Dienogest inhibits nerve growth factor expression induced by tumor necrosis factor-α or interleukin-1β.

机构信息

Development Research, Mochida Pharmaceutical Co., Ltd., Gotemba, Japan.

Development Research, Mochida Pharmaceutical Co., Ltd., Gotemba, Japan.

出版信息

Fertil Steril. 2014 Feb;101(2):595-601. doi: 10.1016/j.fertnstert.2013.10.038. Epub 2013 Nov 26.
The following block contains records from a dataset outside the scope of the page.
PR #340, opened 2021-01-08
Promote get_size to BaseWindow

jerekshoe:
## Purpose
Promotes `get_size` function in XlibWindow and Win32Window to BaseWindow. CocoaWindow is left untouched besides adding type hints

### DIFF
--- a/pyglet/window/cocoa/__init__.py
+++ b/pyglet/window/cocoa/__init__.py
@@ -36,7 +36,6 @@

DOI:10.1016/j.fertnstert.2013.10.038
PMID:24289989
Abstract

OBJECTIVE

Dienogest (DNG), a selective P receptor (PR) agonist, is used to treat endometriosis. To investigate whether DNG affects nerve growth factor (NGF) expression, we stimulated human endometrial epithelial cells (hEECs) with inflammatory cytokines.

DESIGN

Prospective basic research study using immortalized hEEC lines.

SETTING

Development Research, Mochida Pharmaceutical Co., Ltd., Japan.

PATIENT(S): None.

INTERVENTION(S): Not applicable.

MAIN OUTCOME MEASURE(S): In immortalized hEECs, NGF production induced by tumor necrosis factor-α (TNF-α) or interleukin-1β (IL-1β) was evaluated in the presence or absence of the synthetic progestin DNG or endogenous P. The NGF messenger RNA (mRNA) and protein were measured using real-time reverse transcriptase-polymerase chain reaction (PCR) and ELISA, respectively. The NGF bioactivity in the culture medium was measured by assaying neurite outgrowth of PC-12 cells.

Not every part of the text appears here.